During 2010, the Company entered into forward swap contracts to manage interest rate risk
related to a portion of its then existing variable rate senior secured first lien term loan. The
Company hedged the future interest payments related to $100,000 of the total outstanding term loan
indebtedness for the period from February 15, 2011 to February 15, 2012 pursuant to these forward
swap contracts. These swap contracts were designated as cash flow hedges of the future payments of
interest with three-month LIBOR fixed at an average rate during the hedge period of 2.03%. Due to
the repayment of the variable rate senior secured first lien term loan in April 2011 with proceeds
from the issuance of the 2019 Notes, the interest rate swap contract was discontinued as a cash
flow hedge
23
Table of Contents
for the future payment of interest.
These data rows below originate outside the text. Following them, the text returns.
PR #3067, opened 2020-10-14
Fix documentation for gammapy.irf

cosimoNigro:
I have been using the `gammapy.irf` classes a lot lately and noticed the documentation was incomplete and 
contained references to classes that do not exist anymore.

All the `.rst` files containing the irf components description have been updated. 
I linked every IRF components to the corresponding description in the OGADF format and provided a snippet of code
opening and visualising the component of a run of the HESS DL3 DR1 
(I think more detailed functionalities are anyhow covered by the API and the tutorial notebooks).

Let me know if the new irf documentation structure sits well with you, if it is too little or to much detailed.
I am also not familiar with the PSF classes so if something has to be improved there let me know. 

Thank you,

Cosimo

### DIFF
--- a/docs/irf/bkg.rst
+++ b/docs/irf/bkg.rst
@@ -10,7 +10,7 @@ of detector coordinates and true energy.
 
 Its format specifications are available in :ref:`gadf:bkg_3d`.
 
-This is the format in which IACT DL3 energy dispersions are usually provided, as an example:
+This is the format in which IACT DL3 background rates are usually provided, as an example:
 
 .. plot:: irf/plot_bkg_3d.py
     :include-source:
--- a/docs/irf/bkg.rst
+++ b/docs/irf/bkg.rst
@@ -26,5 +26,3 @@ Its format specifications are available in :ref:`gadf:bkg_2d`.
 You can produce a radially-symmetric background from a list of DL3 observations 
 devoid of gamma-ray signal using the tutorial in 
 `background_model.html <../tutorials/backgorund_model.html>`__ 
-
-
--- a/docs/irf/bkg.rst
+++ b/docs/irf/bkg.rst
@@ -1,0 +1,30 @@
+.. _irf-bkg:
+
+Background
+==========
+
+as a function of of true energy and detector coordinates (:ref:`gadf:bkg_3d`) 
+-----------------------------------------------------------------------------
+The `~gammapy.irf.Background3D` class represents a background rate as a function
+of detector coordinates and true energy. 
+
+Its format specifications are available in :ref:`gadf:bkg_3d`.
+
+This is the format in which IACT DL3 energy dispersions are usually provided, as an example:
+
+.. plot:: irf/plot_bkg_3d.py
+    :include-source:
+
+
+as a function of of true energy and offset angle, radially symmetric (:ref:`gadf:bkg_2d`)
+-----------------------------------------------------------------------------------------
+The `~gammapy.irf.Background2D` class represents a background rate as a function 
+of offset angle from the field of view center and true energy.
+
+Its format specifications are available in :ref:`gadf:bkg_2d`.
+
+You can produce a radially-symmetric background from a list of DL3 observations 
+devoid of gamma-ray signal using the tutorial in 
+`background_model.html <../tutorials/backgorund_model.html>`__ 
+
+
--- a/docs/irf/bkg.rst
+++ b/docs/irf/bkg.rst
@@ -3,10 +3,10 @@
 Background
 ==========
 
-as a function of of true energy and detector coordinates (:ref:`gadf:bkg_3d`) 
------------------------------------------------------------------------------
-The `~gammapy.irf.Background3D` class represents a background rate as a function
-of detector coordinates and true energy. 
+as a function of reconstructed energy and detector coordinates (:ref:`gadf:bkg_3d`) 
+--------------------------------------------------------------------------------------
+The `~gammapy.irf.Background3D` class represents a background rate per solid 
+angle as a function of detector coordinates and reconstructed energy. 
 
 Its format specifications are available in :ref:`gadf:bkg_3d`.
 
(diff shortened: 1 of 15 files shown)


docs/irf/psf.rst
```diff
@@ -1,10 +1,42 @@
 .. _irf-psf:
 
-Point Spread Function
```
adonath, line 3: Minor: maybe keep the explicit title? It's maybe easier to read...

docs/irf/bkg.rst
```diff
@@ -0,0 +1,30 @@
...
+
+Its format specifications are available in :ref:`gadf:bkg_3d`.
+
+This is the format in which IACT DL3 energy dispersions are usually provided, as an example:
+
+.. plot:: irf/plot_bkg_3d.py
+    :include-source:
+
+
+as a function of of true energy and offset angle, radially symmetric (:ref:`gadf:bkg_2d`)
```
adonath, line 19: See above...

docs/irf/bkg.rst
```diff
@@ -0,0 +1,30 @@
...
+==========
+
+as a function of of true energy and detector coordinates (:ref:`gadf:bkg_3d`) 
+-----------------------------------------------------------------------------
+The `~gammapy.irf.Background3D` class represents a background rate as a function
+of detector coordinates and true energy. 
+
+Its format specifications are available in :ref:`gadf:bkg_3d`.
+
+This is the format in which IACT DL3 energy dispersions are usually provided, as an example:
```
adonath: I think you mean background here...

docs/irf/edisp.rst
```diff
@@ -1,11 +1,36 @@
...
+Its format specifications are available in :ref:`gadf:edisp_2d`
+
+This is the format in which IACT DL3 energy dispersions are usually provided, as an example:
 
 .. plot:: irf/plot_edisp.py
+    :include-source:
+
+as a function of true energy (:ref:`gadf:ogip-rmf`)
+---------------------------------------------------
+`~gammapy.irf.EDispKernel` instead represents an energy dispersion as a function of true energy only
```
adonath, line 21: There is a bit more to say here: the `EDispKernel` is also integrated along the migration axis, to get the RMF matrix with a given "reco" energy binning....

docs/irf/psf.rst
```diff
@@ -1,10 +1,42 @@
...
-* `~gammapy.irf.PSF3D`
+This is the format in which IACT DL3 PSFs are usually provided, as an example:
 
+.. plot:: irf/plot_psf.py
+    :include-source:
+
+
+as a function of true energy (:ref:`gadf:psf_gtpsf`)
+----------------------------------------------------
+`~gammapy.irf.EnergyDependentTablePSF` instead represents an energy dispersion as a function of true energy only
```
adonath, line 21: Typo: I guess you mean PSF here...

docs/irf/psf.rst
```diff
@@ -1,10 +1,42 @@
...
+
+Its format specifications are available in :ref:`gadf:psf_gtpsf`.
+
+Such a PSF can be obtained by evaluating the `~gammapy.irf.PSF3D` at a given offset (using `~astropy.coordinates.Angle`)
+
+.. plot:: irf/plot_psf_table.py
+    :include-source:
+
+**Note:** the offset angle on the x axis is not an offset angle from the field of view center but the distance between 
+the source position and the reconstructed gamma ray position.
```
adonath, line 32: For this we have introduced the convention to name it "rad", could be mentioned here...

adonath (changes requested):
Thanks @cosimoNigro, I have a few first minor comments already. It would be good if @registerrier could do another review...

registerrier (changes requested):
Thanks a lot @cosimoNigro !

This looks good. I have proposed inline a few changes to clarify some parts.

cosimoNigro:
Hello @adonath and @registerrier,

I have implemented your comments.

As for the script for the 2D background generation from a list of OFF, shall I explicitly mention that it will be moved to the contributed notebooks or I just leave it like this and then we modify the link to it when we actually move it?

cosimoNigro:
Another thing, the notation is a bit mixed: 
- in the IRF implementation description we use (E_true, E_reco), (p_true, p_reco);
- in the IRF theory we mix subscripted and non-subscripted (E, E_reco), (p, p_reco);
which one should we use?
I think if the reconstructed quantities are subscripted also the true quantities should be, for uniformity, so it should be
`A_{\rm eff}(E_{\rm true}, p_{\rm true})`
`PSF(P_{\rm recdo} | E_{\rm true}, p_{\rm true})`


what do you suggest? If we go for (E, E_reco), (p, p_reco) then the migration reads `\mu = E_{\rm reco} / E` and the rad reads `\delta p = p_{\rm true} - p`. But the integrals will have ugly differentials `d p_{\rm true}`.

Another option is priming the estimated quantities, so (E, E'), (p, p'). Though this does not relate and recall the axis naming convention.

Which one then?
- [ ] subscripted (E_true, E_reco), (p_true, p_reco);
- [ ] primed (E, E'), (p, p');
- [ ] mixed (E, E_reco), (p, p_reco) - as is now.

cosimoNigro:
For the moment I reformatted everything to follow the third option: `(E, E_reco), (p, p_reco)`.
I removed all the `_{\rm true}` subscripts in the IRF implementation description.

adonath:
Thanks @cosimoNigro! In the axis naming convention we use `energy` and `energy_true`, so maybe use `E` and `E_true` (or shorter like `E_t`) for the formulae? I'm not saying this is the clearest option, but the consistency with axis naming might be a plus. But I don't feel strongly there...

You can keep the reference to the background notebook, we will change it once the notebook actually is moved over....

cosimoNigro:
Hi @adonath,

I have subscrtipted the true quantity `(E_{\rm true}, p_{\rm true})` and left unsubscripted the estimated one.
I added in the AXIS naming convention a reference to the notation used in theory.

I am good to merge if you do not have further requests.

adonath:
@cosimoNigro Perfect, thanks a lot! Let's wait for the CI builds and then merge...

adonath (approved):
Thanks again @cosimoNigro, no further comments from my side...

adonath:
Here are the rendered docs: https://docs.gammapy.org/dev/irf/index.html

PR #3073, opened 2020-10-21
Print parameter values to 4 significant digits

AtreyeeS:
**Description**

Currently, `Parameters.to_table()` prints the values of the parameters to 3 significant places.
This is sometimes annoying for the longitude values, eg: `3.324e+02` where we do not know what the second value place is.

This is a small PR to fix the same.

**Dear reviewer**


adonath (approved):
Thanks @AtreyeeS, makes sense...

PR #3075, opened 2020-10-23
Proposal for addition of a FluxMap container

registerrier:
**Description**

This pull request presents a possible `FluxMap` container to work with products of flux `Estimators`. It can be used for flux points or maps thanks to the `Map` framework. It can be used to convert to regular `FluxPoints`.
It contains maps in the 'likelihood' SED type (i.e. reference flux, and norm) and a reference model to allow for sed type conversions. The latter are provided by a set of properties e.g. `fluxmap.eflux_err`.

The class also offers the option to serialize the product to disk in fits, through an export to hdulist. A specific keyword is added in the primary header to specify the SED type. The export is based on `to_dict` and `from_dict` methods that allow to perform exports/imports of the maps to/from any sed type.

The major issue here is of course that we rely on a model but we have not yet a proper way to export it along with the fits maps. Unless we also export a yaml file containing the link to the the fits file.

**Dear reviewer**

Please comment. I can also modify `Estimators` to have them use the `FluxMap` to clarify its usage.


gammapy/estimators/flux_map.py
```diff
@@ -0,0 +1,480 @@
...
+        norm_errp=None,
+        norm_ul=None,
+        norm_scan=None,
+        stat_scan=None,
+        ts=None,
+        counts=None,
+        ref_model=None,
+    ):
+        self.geom = norm.geom
+        self.dnde_ref = dnde_ref
```
adonath, line 99: Isn't `dnde_ref` duplicated information with the `ref_model` here? If we need to represent an array of dnde values, I guess we can so as well just with the `TemplateSpectralModel`

gammapy/estimators/flux_map.py
```diff
@@ -0,0 +1,480 @@
...
+
+OPTIONAL_MAPS = {
+    "dnde": ["dnde_err", "dnde_errp", "dnde_errn", "dnde_ul", "is_ul"],
+    "e2dnde": ["e2dnde_err", "e2dnde_errp", "e2dnde_errn", "e2dnde_ul", "is_ul"],
+    "flux": ["flux_err", "flux_errp", "flux_errn", "flux_ul", "is_ul"],
+    "eflux": ["eflux_err", "eflux_errp", "eflux_errn", "eflux_ul", "is_ul"],
+    "likelihood": ["norm_err", "norm_errn", "norm_errp","norm_ul", "norm_scan", "stat_scan"],
+}
+
+class FluxMap:
```
adonath, line 42: In general If fell like  the plural `FluxMaps` is maybe more appropriate here, but I can see e.g. in the `IRFMap` we use singular as well, even if it contains in fact two maps....

gammapy/estimators/flux_map.py
```diff
@@ -0,0 +1,480 @@
...
+        self.dnde_ref = dnde_ref
+        self.norm = norm
+        self.norm_err = norm_err
+        self.norm_errn = norm_errn
+        self.norm_errp = norm_errp
+        self.norm_ul = norm_ul
+        self.norm_scan = norm_scan
+        self.stat_scan = stat_scan
+        self.ts = ts
+        self.counts = counts
```
adonath, line 108: Here I'm not a 100% whether we should include this information on the raw data, if we do so, I guess it means we have to include things like `excess` and `npred` as well. However these are then typically duplicated information from the `MapDataset` (with adjusted energy binning...)

gammapy/estimators/flux_map.py
```diff
@@ -0,0 +1,480 @@
...
+        -------
+        fluxpoints : `~gammapy.estimators.FluxPoints`
+            the flux points object
+        """
+        if coord is None:
+            coord = self.geom.center_skydir
+        energies = self.e_ref
+        coords = MapCoord.create(dict(skycoord=coord, energy=energies))
+
+        ref = self.dnde_ref.get_by_coord(coords) * self.dnde_ref.unit
```
adonath, line 257: I guess one could call `interp_by_coord()` as well here and let users pass the interpolation order...

gammapy/estimators/flux_map.py
```diff
@@ -0,0 +1,480 @@
...
+        Parameters
+        ----------
+        filename : str
+            Filename to write to.
+        overwrite : bool
+            Overwrite file if it exists.
+        sed_type : str
+            sed type to convert to. Default is `Lielihood`
+        """
+        self.to_hdulist().writeto(str(make_path(filename)), overwrite=overwrite)
```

For the three and six months ended June 30,
2011, the Company reclassified approximately $1,435 into unrealized loss on derivative instruments
in the unaudited condensed consolidated statements of operations.
In 2009, the Company hedged the future interest payments related to $200,000 of its total
outstanding term loan indebtedness for the period from February 15, 2010 to February 15, 2011. This
swap contract was designated as a cash flow hedge of the future payment of interest with
three-month LIBOR fixed at an average rate during the hedge period of 0.94%. The cash flow hedge
settled during the first quarter of 2011.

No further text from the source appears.